Collected data entries:

----

PR #3974, opened 2019-07-12
Feedback icon adjustment for tall components

ranbena:
- [x] Refactor
- [x] Bug Fix

## Description
A generic implementation for feedback icon positioning.
Reverted the original fix.

Screen Shot 2019-07-12 at 10 06 42


gabrieldutra:
The Hide cursor thing was in that commit :sweat_smile:. I'll put it back after merge, one last thing, the Scrollbar issue (images below) seems to happen due to a `z-index: 6` that ace has, I can replace that to default, wdyt? (It is like this for TextAreas already)

Before
scrollbar-feedback-icon

After
scrollbar-after

ranbena:
> The Hide cursor thing was in that commit 😅. I'll put it back after merge

Oh man. So glad there's someone sharper than me in the team 🤦‍♂️

> one last thing, the Scrollbar issue (images below) seems to happen due to a `z-index: 6` that ace has for scrollbars, I can replace that to default, wdyt? (It is like this for TextAreas already)

Hmmm the result does not look appealing. I tried a few alternatives but nothing wins over it.
So go for it 👍

Issue #3975, opened 2019-07-12
Legend overlaps plot on small screens


justinclift:
## Issue Summary

When a visualisation is displayed in a very small screen size, then clicked upon, the legend moves to overlap the main chart content.

### Chrome 75 (Win 7)
![redash-legend_overlaps_content-chrome 1](https://user-images.githubusercontent.com/406299/61122604-940f2f80-a4e5-11e9-9fa6-519cb63334fa.png)
### Firefox 68 (Linux)
![redash-legend_overlaps_content-firefox 1](https://user-images.githubusercontent.com/406299/61122605-940f2f80-a4e5-11e9-80d1-e0dc2c1dcfd4.png)

Url to try with:  https://app.redash.io/default/embed/query/226021/visualization/384887?api_key=BHrjoUJrFxMCyfRe6M6dZXA1hO5qy7wSeQEVadjo&p_Date=2012-12-14

### Steps to Reproduce

1. Go to https://app.redash.io/default/embed/query/226021/visualization/384887?api_key=BHrjoUJrFxMCyfRe6M6dZXA1hO5qy7wSeQEVadjo&p_Date=2012-12-14
2. Resize the browser window to be extremely small (as per screenshots)
3. Click on the chart.  The legend now moves position, covering the chart.

Covering the chart like this should not happen.

### Technical details:

* Redash Version: Our hosted SaaS version
* Browser/OS: Firefox 68 on Linux, and Chrome 75 on Win 7
* How did you install Redash: n/a

justinclift:
As a data point, this may be related to https://github.com/getredash/redash/pull/3882

kravets-levko:
@justinclift Thanks a lot! Yes, it's the same bug, but it appears under other conditions. I'll try to fix it ASAP.

PR #3976, opened 2019-07-12
Plotly legent overlaps plot on small screens (when legend clicked)

kravets-levko:

- [x] Bug Fix

## Description

Revert changes from getredash/redash#3882 and apply a new fix. Previous time I misunderstood the problem and applied a wrong fix, but the real problem was with the code that detects CSS support.

Fixes getredash/redash#3975

### DIFF
--- a/client/app/visualizations/chart/plotly/utils.js
+++ b/client/app/visualizations/chart/plotly/utils.js
@@ -747,6 +747,14 @@ export function updateLayout(plotlyElement, layout, updatePlot) {
   layout.width = Math.floor(plotlyElement.offsetWidth);
   layout.height = Math.floor(plotlyElement.offsetHeight);
 
+  const transformName = find([
+    'transform',
+    'WebkitTransform',
+    'MozTransform',
+    'MsTransform',
+    'OTransform',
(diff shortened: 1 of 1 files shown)


justinclift:
Awesome @kravets-levko.  I'll this out in a test instance later today (~10 hrs away), to confirm it solves the problem. :smile:

arikfr:
Justin, are you familiar with the preview deployments?

justinclift:
This change fixes the problem when testing just now in Firefox.

justinclift:
> Justin, are you familiar with the preview deployments?

Not yet.  Sounds like there's a better way then running things up in a local VM?

justinclift:
> Justin, are you familiar with the preview deployments?

Ahhh.  Thus the `deploy/netlify - Deploy preview ready` thing in the list above.  That'll save time in future. :smile:

arikfr:
@justinclift 

> Ahhh. Thus the deploy/netlify - Deploy preview ready thing in the list below. That'll save time in future. 😄

Exactly. For every PR, Netlify creates a deployment. This allows testing only the frontend (they all use the same backend), but in many cases it's enough.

----

Work instruction: Only lines holding the word "layout" belong in the answer; copy all of them from the records.

Exercise answer:
@@ -747,6 +747,14 @@ export function updateLayout(plotlyElement, layout, updatePlot) {
   layout.width = Math.floor(plotlyElement.offsetWidth);
   layout.height = Math.floor(plotlyElement.offsetHeight);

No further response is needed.